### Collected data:

--- START ---

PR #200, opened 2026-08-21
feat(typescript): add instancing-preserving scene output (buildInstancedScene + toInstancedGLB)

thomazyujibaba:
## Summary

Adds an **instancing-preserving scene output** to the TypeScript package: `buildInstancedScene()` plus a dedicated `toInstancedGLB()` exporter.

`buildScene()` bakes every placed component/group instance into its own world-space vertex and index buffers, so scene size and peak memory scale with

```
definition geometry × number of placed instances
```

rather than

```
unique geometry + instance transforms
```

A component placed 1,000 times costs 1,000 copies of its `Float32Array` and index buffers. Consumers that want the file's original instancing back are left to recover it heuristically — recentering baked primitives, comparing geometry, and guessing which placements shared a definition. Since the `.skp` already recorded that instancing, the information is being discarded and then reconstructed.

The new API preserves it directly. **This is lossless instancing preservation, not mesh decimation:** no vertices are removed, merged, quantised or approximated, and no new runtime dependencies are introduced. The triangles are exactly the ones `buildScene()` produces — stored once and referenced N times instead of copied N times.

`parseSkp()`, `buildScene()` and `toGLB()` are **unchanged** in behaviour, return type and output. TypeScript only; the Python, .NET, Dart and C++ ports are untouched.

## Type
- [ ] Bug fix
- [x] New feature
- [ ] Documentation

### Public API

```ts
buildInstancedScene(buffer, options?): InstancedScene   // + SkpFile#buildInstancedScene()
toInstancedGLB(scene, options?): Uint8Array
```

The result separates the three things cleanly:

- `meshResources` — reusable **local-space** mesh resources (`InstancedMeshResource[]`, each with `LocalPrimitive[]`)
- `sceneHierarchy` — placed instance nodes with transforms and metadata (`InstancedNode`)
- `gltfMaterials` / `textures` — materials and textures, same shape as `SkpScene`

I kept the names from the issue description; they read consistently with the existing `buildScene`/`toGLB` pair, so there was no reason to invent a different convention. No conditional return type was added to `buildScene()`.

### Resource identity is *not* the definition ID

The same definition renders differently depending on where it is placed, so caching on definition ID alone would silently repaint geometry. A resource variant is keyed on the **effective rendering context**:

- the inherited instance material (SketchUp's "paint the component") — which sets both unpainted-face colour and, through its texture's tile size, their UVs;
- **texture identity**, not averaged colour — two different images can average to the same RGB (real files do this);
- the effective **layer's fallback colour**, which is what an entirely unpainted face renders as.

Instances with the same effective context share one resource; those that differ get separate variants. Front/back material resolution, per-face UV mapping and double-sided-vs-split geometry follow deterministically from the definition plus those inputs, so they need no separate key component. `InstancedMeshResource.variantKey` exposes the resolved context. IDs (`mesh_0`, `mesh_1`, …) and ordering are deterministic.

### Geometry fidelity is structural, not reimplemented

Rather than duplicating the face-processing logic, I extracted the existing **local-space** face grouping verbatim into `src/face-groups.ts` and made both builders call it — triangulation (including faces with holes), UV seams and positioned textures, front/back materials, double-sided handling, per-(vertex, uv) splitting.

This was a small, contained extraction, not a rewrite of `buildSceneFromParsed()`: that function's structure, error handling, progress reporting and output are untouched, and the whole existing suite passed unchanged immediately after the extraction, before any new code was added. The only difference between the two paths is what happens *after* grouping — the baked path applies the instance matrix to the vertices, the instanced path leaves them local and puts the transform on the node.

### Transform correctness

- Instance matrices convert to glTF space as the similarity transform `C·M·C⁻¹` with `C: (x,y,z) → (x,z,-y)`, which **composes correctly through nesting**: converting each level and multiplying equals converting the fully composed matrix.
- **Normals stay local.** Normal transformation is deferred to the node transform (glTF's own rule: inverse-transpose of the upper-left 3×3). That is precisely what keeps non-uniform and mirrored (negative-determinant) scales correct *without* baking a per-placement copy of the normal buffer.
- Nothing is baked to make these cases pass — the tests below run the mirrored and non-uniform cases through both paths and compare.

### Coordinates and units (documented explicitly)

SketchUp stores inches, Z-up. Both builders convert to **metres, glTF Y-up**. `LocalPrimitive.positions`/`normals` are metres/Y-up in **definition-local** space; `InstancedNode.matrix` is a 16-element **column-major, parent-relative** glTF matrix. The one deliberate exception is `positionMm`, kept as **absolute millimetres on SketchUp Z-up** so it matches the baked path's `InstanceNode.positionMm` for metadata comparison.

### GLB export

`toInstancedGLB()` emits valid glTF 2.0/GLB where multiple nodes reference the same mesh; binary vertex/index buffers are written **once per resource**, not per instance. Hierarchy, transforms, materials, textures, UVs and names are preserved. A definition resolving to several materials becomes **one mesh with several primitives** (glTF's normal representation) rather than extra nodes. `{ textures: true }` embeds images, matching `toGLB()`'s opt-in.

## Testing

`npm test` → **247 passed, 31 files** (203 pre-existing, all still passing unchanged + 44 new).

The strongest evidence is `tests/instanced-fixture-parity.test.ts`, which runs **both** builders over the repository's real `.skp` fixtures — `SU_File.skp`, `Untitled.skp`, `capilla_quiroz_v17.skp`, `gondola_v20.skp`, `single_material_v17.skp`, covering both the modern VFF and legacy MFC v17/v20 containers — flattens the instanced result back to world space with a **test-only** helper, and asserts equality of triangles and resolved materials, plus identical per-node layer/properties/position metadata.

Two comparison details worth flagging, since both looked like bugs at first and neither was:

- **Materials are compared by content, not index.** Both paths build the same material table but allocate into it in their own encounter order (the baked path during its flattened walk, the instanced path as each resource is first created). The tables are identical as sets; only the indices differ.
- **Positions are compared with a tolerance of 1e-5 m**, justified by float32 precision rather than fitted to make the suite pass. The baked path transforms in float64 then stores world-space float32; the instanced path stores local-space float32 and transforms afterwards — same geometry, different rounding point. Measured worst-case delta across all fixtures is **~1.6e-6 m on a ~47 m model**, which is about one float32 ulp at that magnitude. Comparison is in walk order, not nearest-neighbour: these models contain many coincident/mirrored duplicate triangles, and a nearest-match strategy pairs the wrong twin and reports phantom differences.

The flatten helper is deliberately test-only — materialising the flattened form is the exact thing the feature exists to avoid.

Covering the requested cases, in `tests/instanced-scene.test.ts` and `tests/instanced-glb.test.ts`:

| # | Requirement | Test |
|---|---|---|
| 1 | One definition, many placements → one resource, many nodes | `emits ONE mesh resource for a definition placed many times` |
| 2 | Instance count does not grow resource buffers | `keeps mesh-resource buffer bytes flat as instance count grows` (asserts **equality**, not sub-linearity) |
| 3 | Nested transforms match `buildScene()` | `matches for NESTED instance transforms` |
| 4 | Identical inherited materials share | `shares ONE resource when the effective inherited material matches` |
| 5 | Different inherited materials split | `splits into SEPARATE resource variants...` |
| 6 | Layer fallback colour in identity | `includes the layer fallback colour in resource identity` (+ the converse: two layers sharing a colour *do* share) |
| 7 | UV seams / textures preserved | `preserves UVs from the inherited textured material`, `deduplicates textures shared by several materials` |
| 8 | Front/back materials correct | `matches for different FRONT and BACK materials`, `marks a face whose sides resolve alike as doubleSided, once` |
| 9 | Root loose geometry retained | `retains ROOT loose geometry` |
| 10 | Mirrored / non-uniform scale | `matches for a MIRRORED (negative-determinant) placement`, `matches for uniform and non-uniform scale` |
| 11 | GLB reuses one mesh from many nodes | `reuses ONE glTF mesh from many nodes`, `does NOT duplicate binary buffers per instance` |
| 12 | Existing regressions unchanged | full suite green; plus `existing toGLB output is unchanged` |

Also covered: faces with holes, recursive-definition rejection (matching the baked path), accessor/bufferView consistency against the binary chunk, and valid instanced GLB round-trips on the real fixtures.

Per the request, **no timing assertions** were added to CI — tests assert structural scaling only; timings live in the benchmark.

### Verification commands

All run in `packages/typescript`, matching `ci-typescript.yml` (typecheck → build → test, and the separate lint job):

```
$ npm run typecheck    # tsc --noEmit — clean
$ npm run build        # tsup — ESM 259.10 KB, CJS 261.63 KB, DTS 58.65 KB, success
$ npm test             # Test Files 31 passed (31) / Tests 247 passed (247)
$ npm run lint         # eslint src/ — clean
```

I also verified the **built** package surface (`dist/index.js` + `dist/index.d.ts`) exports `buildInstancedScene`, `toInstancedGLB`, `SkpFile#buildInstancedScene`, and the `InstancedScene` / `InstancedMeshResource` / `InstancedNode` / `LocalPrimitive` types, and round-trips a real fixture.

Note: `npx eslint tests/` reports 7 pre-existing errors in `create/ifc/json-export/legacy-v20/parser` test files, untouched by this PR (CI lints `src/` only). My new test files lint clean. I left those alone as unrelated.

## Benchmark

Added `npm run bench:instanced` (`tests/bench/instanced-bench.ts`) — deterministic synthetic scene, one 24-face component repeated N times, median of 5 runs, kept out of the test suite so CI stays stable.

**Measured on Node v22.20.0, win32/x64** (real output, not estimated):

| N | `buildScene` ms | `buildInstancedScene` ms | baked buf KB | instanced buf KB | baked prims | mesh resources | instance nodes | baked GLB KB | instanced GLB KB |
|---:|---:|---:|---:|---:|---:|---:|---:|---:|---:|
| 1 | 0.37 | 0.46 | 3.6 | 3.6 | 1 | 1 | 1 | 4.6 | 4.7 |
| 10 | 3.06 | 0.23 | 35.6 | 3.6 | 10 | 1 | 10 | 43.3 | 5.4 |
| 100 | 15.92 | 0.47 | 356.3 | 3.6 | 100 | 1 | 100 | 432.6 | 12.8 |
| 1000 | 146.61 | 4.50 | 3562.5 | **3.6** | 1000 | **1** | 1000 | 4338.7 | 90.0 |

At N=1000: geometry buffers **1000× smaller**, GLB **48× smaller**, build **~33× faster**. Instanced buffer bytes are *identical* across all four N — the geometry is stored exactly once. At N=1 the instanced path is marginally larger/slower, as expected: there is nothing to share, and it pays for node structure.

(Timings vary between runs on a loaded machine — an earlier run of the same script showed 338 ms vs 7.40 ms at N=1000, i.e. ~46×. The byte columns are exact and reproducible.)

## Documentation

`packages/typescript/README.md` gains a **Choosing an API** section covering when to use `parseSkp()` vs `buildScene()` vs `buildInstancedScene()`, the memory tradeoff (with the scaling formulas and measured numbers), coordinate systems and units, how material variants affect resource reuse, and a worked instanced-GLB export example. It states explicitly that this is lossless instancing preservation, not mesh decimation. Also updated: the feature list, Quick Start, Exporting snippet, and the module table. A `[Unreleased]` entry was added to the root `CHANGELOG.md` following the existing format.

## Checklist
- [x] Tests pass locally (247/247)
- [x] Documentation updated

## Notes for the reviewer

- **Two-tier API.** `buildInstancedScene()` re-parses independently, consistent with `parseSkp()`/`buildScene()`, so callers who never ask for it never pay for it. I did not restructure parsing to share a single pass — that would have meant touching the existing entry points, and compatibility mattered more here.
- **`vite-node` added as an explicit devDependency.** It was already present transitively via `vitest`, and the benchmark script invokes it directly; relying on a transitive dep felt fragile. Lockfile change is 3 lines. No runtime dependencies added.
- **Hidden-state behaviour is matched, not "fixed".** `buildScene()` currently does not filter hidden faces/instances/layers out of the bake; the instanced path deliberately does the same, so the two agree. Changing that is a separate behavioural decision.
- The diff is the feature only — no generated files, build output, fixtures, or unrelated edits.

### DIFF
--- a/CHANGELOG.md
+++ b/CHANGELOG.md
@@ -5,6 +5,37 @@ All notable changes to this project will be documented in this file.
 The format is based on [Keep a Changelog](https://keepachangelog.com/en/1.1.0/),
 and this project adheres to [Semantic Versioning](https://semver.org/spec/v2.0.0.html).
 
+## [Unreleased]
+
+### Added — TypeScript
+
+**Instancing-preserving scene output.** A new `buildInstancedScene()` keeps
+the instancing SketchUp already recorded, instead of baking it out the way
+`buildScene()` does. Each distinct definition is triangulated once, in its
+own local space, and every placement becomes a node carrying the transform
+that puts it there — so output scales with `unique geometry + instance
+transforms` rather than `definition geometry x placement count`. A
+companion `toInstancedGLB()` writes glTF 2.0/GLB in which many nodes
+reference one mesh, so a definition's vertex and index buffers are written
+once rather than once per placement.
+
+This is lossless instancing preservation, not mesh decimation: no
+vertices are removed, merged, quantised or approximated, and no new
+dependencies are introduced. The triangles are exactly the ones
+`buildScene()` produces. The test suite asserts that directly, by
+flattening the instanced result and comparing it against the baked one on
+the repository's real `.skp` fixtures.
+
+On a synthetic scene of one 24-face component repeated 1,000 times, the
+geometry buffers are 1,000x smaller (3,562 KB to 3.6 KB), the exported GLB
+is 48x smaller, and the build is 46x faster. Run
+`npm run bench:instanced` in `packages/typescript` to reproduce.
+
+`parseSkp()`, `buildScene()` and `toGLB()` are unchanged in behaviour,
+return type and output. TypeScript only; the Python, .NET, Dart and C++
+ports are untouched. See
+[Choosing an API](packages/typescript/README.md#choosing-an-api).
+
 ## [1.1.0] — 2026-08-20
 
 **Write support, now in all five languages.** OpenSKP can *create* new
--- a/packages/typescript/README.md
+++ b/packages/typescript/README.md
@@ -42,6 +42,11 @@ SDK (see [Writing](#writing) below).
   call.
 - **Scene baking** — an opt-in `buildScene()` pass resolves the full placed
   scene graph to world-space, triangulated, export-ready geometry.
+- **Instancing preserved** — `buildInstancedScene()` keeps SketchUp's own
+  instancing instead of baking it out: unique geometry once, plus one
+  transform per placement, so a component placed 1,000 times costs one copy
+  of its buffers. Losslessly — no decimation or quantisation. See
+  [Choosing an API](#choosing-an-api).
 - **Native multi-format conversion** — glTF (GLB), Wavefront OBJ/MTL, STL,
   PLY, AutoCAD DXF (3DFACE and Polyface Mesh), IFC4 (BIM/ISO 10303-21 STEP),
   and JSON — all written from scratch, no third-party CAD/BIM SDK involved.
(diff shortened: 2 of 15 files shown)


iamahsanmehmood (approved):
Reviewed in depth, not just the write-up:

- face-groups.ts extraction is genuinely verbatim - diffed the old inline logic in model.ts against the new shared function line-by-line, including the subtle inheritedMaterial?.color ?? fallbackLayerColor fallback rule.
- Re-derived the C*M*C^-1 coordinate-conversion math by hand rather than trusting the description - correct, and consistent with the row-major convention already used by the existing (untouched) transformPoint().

--- END ---

### WHAT YOU NEED TO DO:
Output only an exact transcription of the lines above from the one with "### GLB export" up to and including the one with "unchanged + 44 new).".

### OUTPUT OF THE EXERCISE:
### GLB export

`toInstancedGLB()` emits valid glTF 2.0/GLB where multiple nodes reference the same mesh; binary vertex/index buffers are written **once per resource**, not per instance. Hierarchy, transforms, materials, textures, UVs and names are preserved. A definition resolving to several materials becomes **one mesh with several primitives** (glTF's normal representation) rather than extra nodes. `{ textures: true }` embeds images, matching `toGLB()`'s opt-in.

## Testing

`npm test` → **247 passed, 31 files** (203 pre-existing, all still passing unchanged + 44 new).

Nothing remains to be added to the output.